• _About this exercise_: Which lines of the entries below hold the word "dismissed"? Report each of them.

• _Data to use_:
Issue #2602, opened 2025-12-10
Password can be changed without entering current password


praseodym:
The users' password can be changed without entering current password. 

We should investigate for which roles this happens (only admin, or also typist?) and come up with a minimal fix that can be backported to the 1.0 release branch.

jschuurk-kr:
Tested on commit with tag v1.0.0, d220eb9f2b857ea4fdaa7ed7f2e1e7a994ac1a1b.

The issue only applies to users with role admin. They can change any user's password to a temporary password, so that includes their own account. So the steps to reproduce are:

1. Log in as admin user
2. Go to user management (`/users`)
3. Go to the details page of the logged in user
4. Click "Wijzig wachtwoord" and change the password
5. The user is logged out automatically
6. Log in with your temporary password
7. Set a new password
8. User is logged in again

Possible solutions:
1. Leave as is. Admin users can reset any user's password. An admin user resetting their own password should not be harder than resetting another admin's password.
2. Do not allow an admin user to reset their own password. They can only reset the password on other people's accounts.
3. Make the admin user confirm their current password before resetting (a) their own password; (b) any admin account's password; (c) any account's password (then also for changes by coordinators).
4. ...?

The reason this issue only applies to admin accounts, is because Abacus does not have any functionality for a user to reset their own password. So password resets can only happen through user management. A coordinator can only manage typist accounts. An admin can manage all accounts. Hence, the only way for a user to change their own account is by an admin using the account management-feature on their own account.

praseodym:
For all roles it is possible to manually navigate to the `/account/setup` URL and change your own password, even after it has initially been changed. The full name can also be changed even when already set.

Related finding: when the administrator sets a temporary password for a user, the user gets redirect to `/account/setup` after logging in. This page then also allows the full name to be changed, even when it was already set. Should this be possible?

Related to #2606, which changes the account setup flow.

praseodym:
> The issue only applies to users with role admin. They can change any user's password to a temporary password, so that includes their own account.

I've created #2619 for that issue.

This issue should cover only the account setup endpoint (https://github.com/kiesraad/abacus/issues/2602#issuecomment-3641228307).

stacktraceghost:
The deliverable for this issue is:
- Only users who are incomplete should be able to access `/account/setup`.

PR #2606, opened 2025-12-10
Enforce password change when needed

### LINKED ISSUE #2601: Password change on first login can be skipped
The mandatory password change on first login can be skipped by going to a different URL. Abacus should block subsequent API requests, but currently does not. For the bugfix in 1.0 the frontend UX does have to be optimal, blocking API requests when the password has not yet been changed is sufficient.

We should investigate why this happens and come up with a minimal fix that can be backported to the 1.0 release branch.

oliver3:
- Fixes #2601 
- Fix test assertion for `UNAUTHORIZED` when password needs change
- Enforce `fullname` and no `needs_password_change` for the `User` `from_request_parts`
- Introduce `IncompleteUser` to be able to not enforce it for updating the user account's fullname and password

### DIFF
--- a/backend/src/authentication/user.rs
+++ b/backend/src/authentication/user.rs
@@ -137,7 +137,7 @@ where
     }
 }
 
-/// Implement the FromRequestParts trait for PartialUser,
+/// Implement the FromRequestParts trait for IncompleteUser,
 /// for endpoints that are needed to fully set up the account
 impl<S> FromRequestParts<S> for IncompleteUser
 where


praseodym:
Looks good!

@marlonbaeten could you take a look at this? Specifically, do you think this is a good way to fix #2602 and do you see an even shorter way to do so (we want to keep backports to 1.0 as small as possible)?

backend/src/authentication/role.rs
```diff
@@ -48,6 +48,10 @@ pub struct Typist(pub User);
 #[allow(unused)]
 pub struct AdminOrCoordinator(pub User);
 
+/// A user with potentially no fullname or needs_password_change=true
+#[allow(unused)]
+pub struct PartialUser(pub User);
```
stacktraceghost: I would like to propose a different name. Maybe something like `UserRequiresAction`, `UserNotReady`.

stacktraceghost (commented):
✅ Tested if I can still go to other pages before finishing the setup of my account. This is not possible anymore. Tested by:
1. Logging in as admin
2. Creating a new user
3. Logging in as the new user
4. Going to `/elections`, which now redirects me to the login page

Other things I did notice, but not neccesary for this PR:
- When creating a new user or setting up your account and entering the same password as your username, you get the wrong error message that your password is not long enough. 
- `/account/setup` is always accessible for users and you can change your password there. However there is no link to it?

backend/src/authentication/user.rs
```diff
@@ -129,10 +129,31 @@ where
             return Err(AuthenticationError::Unauthenticated.into());
         };
 
+        if user.fullname.is_none() || user.needs_password_change() {
```
praseodym, line 132: To check: does the full name come back as `None`, or `Some("")` (empty string)?

backend/src/authentication/role.rs
oliver3: Would `IncompleteUser` work?

backend/src/authentication/user.rs
oliver3: For a newly created anonymous user:

```
 &user = User {
    id: 7,
    username: "gebruiker",
    fullname: None,
    role: Typist,
    needs_password_change: true,
    ..
```

backend/src/authentication/role.rs
oliver3: Renamed in https://github.com/kiesraad/abacus/pull/2606/commits/04f9b85d809f5e55d4a3ea78c2293f520be5d318

backend/src/authentication/user.rs
```diff
@@ -129,10 +129,31 @@ where
...
+            return Err(AuthenticationError::Unauthenticated.into());
+        }
+
         Ok(user.clone())
     }
 }
 
+/// Implement the FromRequestParts trait for PartialUser,
```
Lionqueen94:
```suggestion
/// Implement the FromRequestParts trait for IncompleteUser,
```

Lionqueen94 (commented):
Tested trying to go to another page as a new user and you now get logged out and redirected to the login page 👍  also code looks good, besides the one comment above

backend/src/authentication/user.rs
oliver3: Thanks!

oliver3:
> * `/account/setup` is always accessible for users and you can change your password there. However there is no link to it?

This is also mentioned in https://github.com/kiesraad/abacus/issues/2602#issuecomment-3641228307 so let's continue the discussion there and not fix it in this PR.

oliver3:
>     * When creating a new user or setting up your account and entering the same password as your username, you get the wrong error message that your password is not long enough.

Created issue https://github.com/kiesraad/abacus/issues/2614

Issue #2604, opened 2025-12-10
Log uploaded file hashes to audit log


praseodym:
Log uploaded EML_NL file hashes (election definition, candidates list, polling stations list) to audit log. This should be a minimal change that can be backported to the 1.0 release branch.

PR #2610, opened 2025-12-11
Log imported EML_NL hashes to audit log

oliver3:
- Fixes https://github.com/kiesraad/abacus/issues/2604
- Log election and candidates EML hashes to audit log
- Log polling station EML hash to audit log
  - For polling stations import: change `polling_stations/import` request to include original file data instead of previously validated polling stations, to ensure that the hash is not tampered with
  - For election import: keep validation before creating election, but use original data when creating polling stations to be able to log the hash
- Added `allow(clippy::too_many_lines)` to reduce the number of changes in this PR

To test:
- Import an election with and without polling stations, see that this still works, and see that the hashes are shown in the audit log
- Import polling stations, see that this still works, and see that the hash is shown in the audit log


backend/tests/polling_station_integration_test.rs
```diff
@@ -42,14 +42,14 @@ async fn import_polling_stations(
     cookie: &HeaderValue,
     election_id: u32,
     file_name: &str,
-    polling_stations: serde_json::Value,
+    data: serde_json::Value,
```
praseodym: Maybe leave this change to a future PR that we don't need to backport?

frontend/src/i18n/locales/nl/log.json
```diff
@@ -76,6 +76,7 @@
     "fullname": "Volledige naam",
     "import_election_id": "Verkiezings-ID",
     "import_file_name": "Bestandsnaam",
+    "import_file_hash": "Bestandshash",
```
praseodym:
```suggestion
    "import_file_hash": "Bestandshash (SHA256)",
```

backend/src/audit_log/audit_event.rs
```diff
@@ -114,6 +114,7 @@ pub struct PollingStationDetails {
 pub struct PollingStationImportDetails {
     pub import_election_id: u32,
     pub import_file_name: String,
+    pub import_file_hash: String,
```
praseodym: As discussed: undo this change and log the hash in the audit log message instead

frontend/src/i18n/locales/nl/log.json
praseodym: No longer relevant when https://github.com/kiesraad/abacus/pull/2610/files#r2609822722 is changed

backend/tests/polling_station_integration_test.rs
praseodym: As discussed for this PR we keep the field name unchanged, to limit the changes we need to backport

backend/src/audit_log/audit_event.rs
oliver3: Done in https://github.com/kiesraad/abacus/pull/2610/commits/7d34d5c2adcec8d6f8605e19e028b3dd379c7263 to reduce number of changes in this PR

backend/tests/polling_station_integration_test.rs
oliver3: Done in https://github.com/kiesraad/abacus/pull/2610/commits/7d34d5c2adcec8d6f8605e19e028b3dd379c7263 to reduce number of changes in this PR

Lionqueen94 (approved):
Tested by importing a new election with and without polling stations, works well.

backend/src/polling_station/mod.rs
```diff
@@ -406,7 +404,10 @@ pub async fn create_imported_polling_stations(
                 import_number_of_polling_stations: u64::try_from(polling_stations.len())
                     .map_err(|_| EMLImportError::NumberOfPollingStationsNotInRange)?,
             }),
-            None,
+            Some(format!(
+                "Polling stations file hash: {}",
```
lama-d3v, line 409: Maybe add translations for this?

backend/src/election/api.rs
```diff
@@ -391,11 +392,16 @@ pub async fn election_import(
     // Create new election
     let mut tx = pool.begin_immediate().await?;
     let election = crate::election::repository::create(&mut tx, new_election).await?;
+    let message = format!(
+        "Election file hash: {}, candidates file hash: {}",
```
lama-d3v, line 400: Maybe add translations for this in order to make it more readable for administrators/coordinators in the logs?

backend/src/polling_station/mod.rs
oliver3: I suggest not to do that for this PR, to keep the backport to 1.0 as small as possible

backend/src/election/api.rs
oliver3: I suggest not to do that for this PR, to keep the backport to 1.0 as small as possible

Lionqueen94 (commented):
Please fix the merge conflict @oliver3 :)

PR #2615, opened 2025-12-12
Change structs in integration tests to json

### LINKED ISSUE #2191: Change structs in integration tests to JSON
According to the [test-tooling documentation](https://github.com/kiesraad/abacus/blob/main/documentatie/ontwikkelproces/test-tooling.md#integratietests), integration tests should use JSON and never structs. In multiple integration tests, structs are used.

We could:
- Change structs to JSON
- Make the documentation more explicit about usage of structs: only in requests or also for responses?

Lionqueen94:
Closes #2191 

## Fixed
- tests/
  - shared/
    - [x] mod.rs
  - utils/
    - [ ] mod.rs -> to be fixed in https://github.com/kiesraad/abacus/issues/2628
  - [ ] airgap_detection_test.rs -> to be fixed in https://github.com/kiesraad/abacus/issues/2628
  - [ ] authorization_test.rs -> to be fixed in https://github.com/kiesraad/abacus/issues/2627
  - [x] committee_session_integration_test.rs
  - [x] data_entries_integration_test.rs
  - [x] data_entries_resolve_integration_test.rs
  - [x] election_admin_integration_tests.rs
  - [x] election_integration_test.rs
  - [x] investigation_integration_test.rs
  - [x] polling_station_integration_test.rs
  - [x] user_integration_test.rs

### DIFF
--- a/backend/tests/committee_session_integration_test.rs
+++ b/backend/tests/committee_session_integration_test.rs
@@ -103,7 +103,7 @@ async fn test_committee_session_delete_ok_status_created(pool: SqlitePool) {
 
     let committee_session =
         get_election_committee_session(&addr, &coordinator_cookie, election_id).await;
-    assert_eq!(committee_session["id"], 704);
+    assert_eq!(committee_session["id"], committee_session_id);
     assert_eq!(committee_session["status"], "created");
 
     let response = delete_committee_session(


backend/tests/authorization_test.rs
Lionqueen94: @praseodym This one still has an import of an enum and a function, so no struct, is that ok, or do all imports to abacus have to be removed?

praseodym: No we should also remove those imports

backend/tests/shared/mod.rs
```diff
@@ -2,109 +2,98 @@
...
-        PoliticalGroupTotalVotes, PollingStationResults, VotersCounts, VotesCounts, YesNo,
-        status::{ClientState, DataEntryStatusName},
-    },
-    election::{CandidateNumber, ElectionDetailsResponse, ElectionId, PGNumber},
-};
-
 use axum::http::{HeaderValue, StatusCode};
 use hyper::header::CONTENT_TYPE;
-use reqwest::{Body, Response};
-use serde_json::json;
```
praseodym, line 22: I think this import was fine (unqualified `json!` is just as clear as `serde_json::json!`), but `Value` is ambigious so for that one `serde_json::Value` is preferred.

praseodym (approved):

backend/tests/shared/mod.rs
Lionqueen94: It's now fully consistent (always using `serde_json::`) but I'll keep this in mind for the future 👍

backend/tests/committee_session_integration_test.rs
```diff
@@ -89,24 +98,21 @@ async fn test_committee_session_create_current_committee_session_not_finalised(p
...
-    let url = format!(
-        "http://{addr}/api/elections/{election_id}/committee_sessions/{committee_session_id}"
-    );
-    let response = reqwest::Client::new()
-        .delete(&url)
-        .header("cookie", &coordinator_cookie)
-        .send()
-        .await
-        .unwrap();
+    assert_eq!(committee_session["id"], 704);
```
lama-d3v:
```suggestion
    assert_eq!(committee_session["id"], committee_session_id);
```

backend/tests/data_entries_integration_test.rs
```diff
@@ -525,14 +543,9 @@ async fn test_election_details_status_no_other_election_statuses(pool: SqlitePoo
         .unwrap();
 
     assert_eq!(response.status(), StatusCode::OK);
-    let body: ElectionStatusResponse = response.json().await.unwrap();
-
-    assert_eq!(
-        body.statuses.len(),
-        1,
-        "there can be only one {:?}",
```
lama-d3v, line 533: This is removed, is that correct?

backend/tests/data_entries_resolve_integration_test.rs
```diff
@@ -273,76 +256,57 @@ async fn test_polling_station_data_entry_get_differences(pool: SqlitePool) {
...
-        .voters_counts
-        .poll_card_count
-        + 2;
+    second_data_entry["data"]["voters_counts"]["poll_card_count"] = serde_json::Value::from(
+        first_data_entry["data"]["voters_counts"]["poll_card_count"]
+            .as_u64()
+            .unwrap()
+            - 2,
+    );
+    second_data_entry["data"]["voters_counts"]["proxy_certificate_count"] = serde_json::Value::from(
```
lama-d3v, line 292: is it correct that `proxy_certificate_count` and `poll_card_count` are used here?

backend/tests/data_entries_integration_test.rs
Lionqueen94: This check is located on line 548 now

backend/tests/data_entries_resolve_integration_test.rs
Lionqueen94: Yes this is fine, you need them to create a difference between the first and second data entry

backend/tests/committee_session_integration_test.rs
Lionqueen94: Fixed in ea180099d437cfbbd0470f7d666acf3e2b8c9abf

PR #2626, opened 2025-12-15
Do not allow multiple sessions per user (backport of #2607)

stacktraceghost:
Backport of https://github.com/kiesraad/abacus/pull/2607 to the 1.0 release branch.


Lionqueen94 (approved):

Lionqueen94:
I think the full flow e2e test is flaky, But it doesn't make sense to me why that would be

PR #2629, opened 2025-12-16
Fix flaky full-flow test

stacktraceghost:
We've found that the change in the full flow e2e-test in https://github.com/kiesraad/abacus/pull/2626 was flaky:
- [Example 1](https://github.com/kiesraad/abacus/actions/runs/20248405992/job/58135298999)
- [Example 2](https://github.com/kiesraad/abacus/actions/runs/20261832557/job/58176215418) 

~This PR adds some `await expect`'s to make sure we are on the right page before proceeding with the next step.~
This PR changes `getByLabel` by `getByRole` in page objects related to the test.

To reproduce this, add many users by using `const typistUsers = Array.from({ length: 1000 }, (_, i) => `test${i + 1}`);`. If the error doesn't show up locally, it can be reproduced by throttling the CPU. Add the following lines to the changed test and run `npm run test:e2e -- --project chrome --grep "full-flow"`. This will slow down the CPU for Chrome-based browsers by 20x for that test.
```
const context = page.context();
const cdpSession = await context.newCDPSession(page);
await cdpSession.send("Emulation.setCPUThrottlingRate", { rate: 20 });
```

With CPU throttling the test fails at the first loop on my computer. With the fixes from this PR it does not.

### DIFF
--- a/frontend/e2e-tests/page-objects/users/UserCreateDetailsPgObj.ts
+++ b/frontend/e2e-tests/page-objects/users/UserCreateDetailsPgObj.ts
@@ -7,9 +7,9 @@ export class UserCreateDetailsPgObj {
   readonly save: Locator;
 
   constructor(protected readonly page: Page) {
-    this.username = page.getByLabel("Gebruikersnaam");
-    this.fullname = page.getByLabel("Volledige naam");
-    this.password = page.getByLabel("Tijdelijk wachtwoord");
+    this.username = page.getByRole("textbox", { name: "Gebruikersnaam" });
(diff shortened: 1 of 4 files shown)


lama-d3v (dismissed):

Lionqueen94 (dismissed):

praseodym:
Wouldn't it be better to strategically replace some `getByLabel`s by `getByRole`?

stacktraceghost:
> Wouldn't it be better to strategically replace some `getByLabel`s by `getByRole`?

Done, replaced `getByLabel` in the used page objects.

praseodym (approved):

• _Task answer_:
lama-d3v (dismissed):
Lionqueen94 (dismissed):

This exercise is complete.